FRESNO, Calif. (KFSN) -- A new biological opinion released by the U.S. Fish and Wildlife Service could ultimately end up bringing more water to Valley growers.
It's the latest chapter in a heated statewide battle over water. All sides agree a new biological opinion is needed but they don't agree on much else.
A delicate balance is maintained in the Sacramento-San Joaquin Delta.
Freshwater pushes out saltwater and keeps the wildlife healthy. But some of it is also pumped and delivered to cities and farms. 25 million Californians rely on this resource.
"The biological opinion is basically the bible used to operate the pumps," said CEO of the Fresno County Farm Bureau, Ryan Jacobsen.
Jacobsen says a new biological opinion is needed to replace ten-year-old research with real-time data.
"The reason that's significant is the fact we've learned a lot over the last decade about operating the delta for both the benefit of species up there as well as the water users south of the Delta," he said.
The US Fish and Wildlife report said the proposal won't jeopardize threatened or endangered species. $1.5 billion will go to supporting fish, such as Delta Smelt and Chinook Salmon, but environmental groups say the plan would actually weaken federal protections for fish.
"It is disappointing that what began as an effort to strengthen protections to prevent extinction got hijacked and turned into a process to weaken protections to increase water diversions out of this imperiled estuary," said Doug Obegi of the Natural Resources Defense Council, Inc.

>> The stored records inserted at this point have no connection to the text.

PR #204, opened 2016-07-08
AWS Lambda plugin and examples.

mchav:
Requires a file called credentials in the project directory. Everything works fine though.


examples/aws-compile-example/Main.scala
```diff
@@ -0,0 +1,3 @@
+object Main extends App {
+  println("Hello world")
+}
```
cvogt: @mchav posix requires newlines at ends of file :). not a biggie, but may avoid problems later with unix tools.

plugins/aws/README.md
```diff
@@ -0,0 +1,2 @@
+# cbt-aws-example
+Test for cbt cloud compilation.
```
cvogt: could you expand this to describe what steps are needed to try this out?

plugins/aws/RunCbt.java
```diff
@@ -0,0 +1,85 @@
...
+
+public class RunCbt {
+    public static void main(String[] args) {
+        return;
+    }
+
+    @SuppressWarnings("unchecked")
+    public String cbtHandler() {
+        String args = "compile";
+        File dir = new File("."); //to test locally change this to "target"
```
cvogt: Does this work because cbt is run directly on AWS? cwd is that of the nailgun server if one is involved

plugins/aws/RunCbt.java
```diff
@@ -0,0 +1,85 @@
...
+        File[] filesList = dir.listFiles();
+        for (File file : filesList) {
+            File src = file;
+            File dest = new File("/tmp/" + file.getName());
+            try {    
+                copy(src, dest);
+            } catch (Exception e) {
+                e.printStackTrace();
+                return "Copy failed.";
```
cvogt: swallowing an exception and simply printing a string instead hides errors. I would just not catch the exception and let it bubble up to the user instead. Gives more info to help diagnose the issue to the user :).

plugins/aws/RunCbt.java
```diff
@@ -0,0 +1,85 @@
...
+            }
+        }
+
+        File start = new File("/tmp/startCbt.class");
+        String[] splitArgs = args.split("\\s+");
+        Object[] params = { splitArgs };
```
cvogt: at the moment args is hard-coded to "compile", right? What's the plan with this?

plugins/aws/RunCbt.java
```diff
@@ -0,0 +1,85 @@
...
+        for (File file : filesList) {
+            File src = file;
+            File dest = new File("/tmp/" + file.getName());
+            try {    
+                copy(src, dest);
+            } catch (Exception e) {
+                e.printStackTrace();
+                return "Copy failed.";
+            }
+        }
```
cvogt: sounds like this entire thing could be abstracted out as `copyRecursive`.

plugins/aws/RunCbt.java
mchav: @cvogt pass them in as an array or JSON.

plugins/aws/RunCbt.java
```diff
@@ -0,0 +1,85 @@
...
+              
+                int length;
+                //copy the file content in bytes 
+                while ((length = inStream.read(buffer)) > 0){
+              
+                  outStream.write(buffer, 0, length);
+             
+                } 
+                inStream.close();
+                outStream.close();
```
cvogt: can't we use `copy` for this instead of manually handling streams?

cvogt:
great stuff :). Very excited about this!

plugins/aws/RunCbt.java
cvogt: right, but right now this is always Array("compile"), right? because args is hard-coded.

plugins/aws/CodeDeploy.java
```diff
@@ -0,0 +1,108 @@
...
+                        System.out.println(fs.getName());
+                        FileInputStream fis = new FileInputStream(fs);
+                        ZipEntry zipEntry = new ZipEntry(fs.getName());
+                        zos.putNextEntry(zipEntry);
+
+                        byte[] bytes = new byte[1024];
+                        int length;
+                        while ((length = fis.read(bytes)) >= 0) {
+                            zos.write(bytes, 0, length);
+                        }
```
cvogt: this should be replaceable with Files.readAllBytes

plugins/aws/CodeDeploy.java
```diff
@@ -0,0 +1,108 @@
...
+                        zos.closeEntry();
+                        fis.close();
+                    } catch (Exception e) {
+
+                    }
+                }
+                zos.close();
+                fos.close();
+            } catch(IOException ex){
+                ex.printStackTrace();
```
cvogt: Any reason to now just throw the exception :)? I just ended up making every `throws Exception` in my java code and selectively catching exception from the JDK if ever really needed for control flow.

plugins/aws/CodeDeploy.java
```diff
@@ -0,0 +1,108 @@
...
+                        int length;
+                        while ((length = fis.read(bytes)) >= 0) {
+                            zos.write(bytes, 0, length);
+                        }
+
+                        zos.closeEntry();
+                        fis.close();
+                    } catch (Exception e) {
+
+                    }
```
cvogt: catching exceptions and ignoring them is almost always a bad idea in my opinion. hides errors.

plugins/aws/CodeDeploy.java
```diff
@@ -0,0 +1,108 @@
...
+import java.util.zip.ZipOutputStream;
+
+import com.amazonaws.AmazonClientException;
+import com.amazonaws.AmazonServiceException;
+import com.amazonaws.auth.profile.ProfileCredentialsProvider;
+import com.amazonaws.services.s3.AmazonS3;
+import com.amazonaws.services.s3.AmazonS3Client;
+import com.amazonaws.services.s3.model.PutObjectRequest;
+
+public class CodeDeploy {
```
cvogt: Any reason to use Java, not Scala for this?

plugins/aws/CodeDeploy.java
```diff
@@ -0,0 +1,108 @@
...
+         } catch (AmazonServiceException ase) {
+            System.out.println("Caught an AmazonServiceException, which " +
+                    "means your request made it " +
+                    "to Amazon S3, but was rejected with an error response" +
+                    " for some reason.");
+            System.out.println("Error Message:    " + ase.getMessage());
+            System.out.println("HTTP Status Code: " + ase.getStatusCode());
+            System.out.println("AWS Error Code:   " + ase.getErrorCode());
+            System.out.println("Error Type:       " + ase.getErrorType());
+            System.out.println("Request ID:       " + ase.getRequestId());
```
cvogt: System.err is probably more appropriate here

plugins/aws/build/build.scala
```diff
@@ -0,0 +1,24 @@
...
+
+class Build( context: Context ) extends BasicBuild( context ) with Plugin {
+  override def runClass = "Deploy" // make runCbt to test locally
+  override def dependencies = (
+    super.dependencies // don't forget super.dependencies here
+    ++
+    Resolver( mavenCentral ).bind(
+      MavenDependency( "com.amazonaws", "aws-java-sdk", "1.11.8" ),
+      MavenDependency( "com.amazonaws", "aws-lambda-java-core", "1.1.0"),
+      MavenDependency( "com.amazonaws", "aws-java-sdk-s3", "1.11.9"),
```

Joe Del Bosque grows everything from melons to almonds. Even during wet years, he doesn't get a full water allotment from the Bureau of Reclamation. Del Bosque says a new biological opinion has long been needed.
"To bring new science into the light to see if we can operate the Delta in a better, more modernized method that will benefit both the environment and ourselves, the water users," he said.
The state will soon begin to analyze the findings of the biological review.
Valley Republican representatives including Congressman Devin Nunes called the plan "a welcome step in the right direction."
Democrats including Congressman Jim Costa say they're examining the new opinions for "adaptive management needed to properly manage the Central Valley Project."